SOURCE DATA —

▶

PR #420, opened 2019-04-26
Fix Trezor account creation

SebastienGllmt:
The refactoring to get rid of some of the single-account assumptions accidentally broke Trezor support so I fixed it.

At the same time, I move a few more stateful calls out of the API layer. We need to continue to do this to eventually be able to make the API a standalone package.


nicarq:
@SebastienGllmt good call on removing those calls to `adaLocalStorage`

PR #421, opened 2019-04-26
Tentatively add Spanish

SebastienGllmt:
Just like Indonesian, it's not visible and won't be until translation is finished

- [x] Add Spanish to code
- [ ] Add Indonesian ToS 
- [ ] Add Spanish ToS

◀

WORK TO BE COMPLETED —
Could you write out, unchanged, the line with "PR #421, opened 2019-04-26" and every line after it in the data above?

RESPONSE TO THIS EXERCISE —
PR #421, opened 2019-04-26
Tentatively add Spanish

SebastienGllmt:
Just like Indonesian, it's not visible and won't be until translation is finished

- [x] Add Spanish to code
- [ ] Add Indonesian ToS 
- [ ] Add Spanish ToS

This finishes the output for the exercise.